By tracing how the internet has changed what we want and how we go about getting it, Lorenz unearths how social platforms’ power users radically altered our expectations of content, connection, purchasing, and power. Lorenz documents how moms who started blogging were among the first to monetize their personal brands online, how bored teens who began posting selfie videos reinvented fame as we know it, and how young creators on TikTok are leveraging opportunities to opt out of the traditional career pipeline. It’s the real social history of the internet.
Emerging seemingly out of nowhere, these shifts in how we use the internet seem easy to dismiss as fads. However, these social and economic transformations created a digital dynamic so unappreciated and insurgent that it ultimately created new approaches to work, entertainment, fame, and ambition in the 21st century.
Extremely Online is the inside, untold story of what we have done to the internet, and what it has done to us.
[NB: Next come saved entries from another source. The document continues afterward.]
PR #324, opened 2016-06-06
Include github private repos (take 2). Fix #282.

### LINKED ISSUE #282: Private github tasks are not pulled

ryneeverett:
It seems that the distinction was not properly documented for some time,
but it now is. `/user/repos` includes all repos the authorized user has
access to, but `/users/:username/repos` only includes public repos.
http://stackoverflow.com/questions/21907278/github-api-using-repo-scope-but-still-cant-see-private-repos

**Note**: This doesn't break anything for me but I'm not super familiar with the configuration options and am not sure if this might accidentally change their behavior.

### DIFF
--- a/bugwarrior/services/github.py
+++ b/bugwarrior/services/github.py
@@ -14,9 +14,12 @@ class GithubClient(ServiceClient):
         self.auth = auth
 
     def get_repos(self, username):
-        tmpl = "https://api.github.com/users/{username}/repos?per_page=100"
-        url = tmpl.format(username=username)
-        return self._getter(url)
+        user_repos = self._getter(
+            "https://api.github.com/user/repos?per_page=100")
+        public_repos = self._getter(
+            "https://api.github.com/users/{username}/repos?per_page=100".format(
+                username=username))
+        return user_repos + public_repos
 
     def get_involved_issues(self, username):
         tmpl = "https://api.github.com/search/issues?q=involves%3A{username}&per_page=100"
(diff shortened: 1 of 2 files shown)


ryneeverett:
As @gdetrez pointed out this is still not quite right as it doesn't allow pulling public repos you don't own.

Taylor Lorenz is a technology columnist for The Washington Post’s business section covering online culture. Previously, she was a technology reporter for The New York Times business section, The Atlantic, and The Daily Beast. Her writing has appeared in New York magazine, Rolling Stone, Outside magazine, BuzzFeed, and more. She often appears on CNN, MSNBC, NBC, and the BBC. She was a 2019 Knight Visiting Nieman Fellow at Harvard University and is a former affiliate at Harvard’s Berkman Klein Center for Internet and Society. Lorenz was named to Fortune’s 40 Under 40 list of leaders in Media and Entertainment in 2020. Adweek included her in their Young Influentials Who Are Shaping Media, Marketing and Tech listing, stating that Lorenz “contextualizes the internet as we live it.” In 2022, Town & Country magazine named her to their New Creative Vanguards list of a rising generation of creatives, calling her “The Bob Woodward of the TikTok generation.”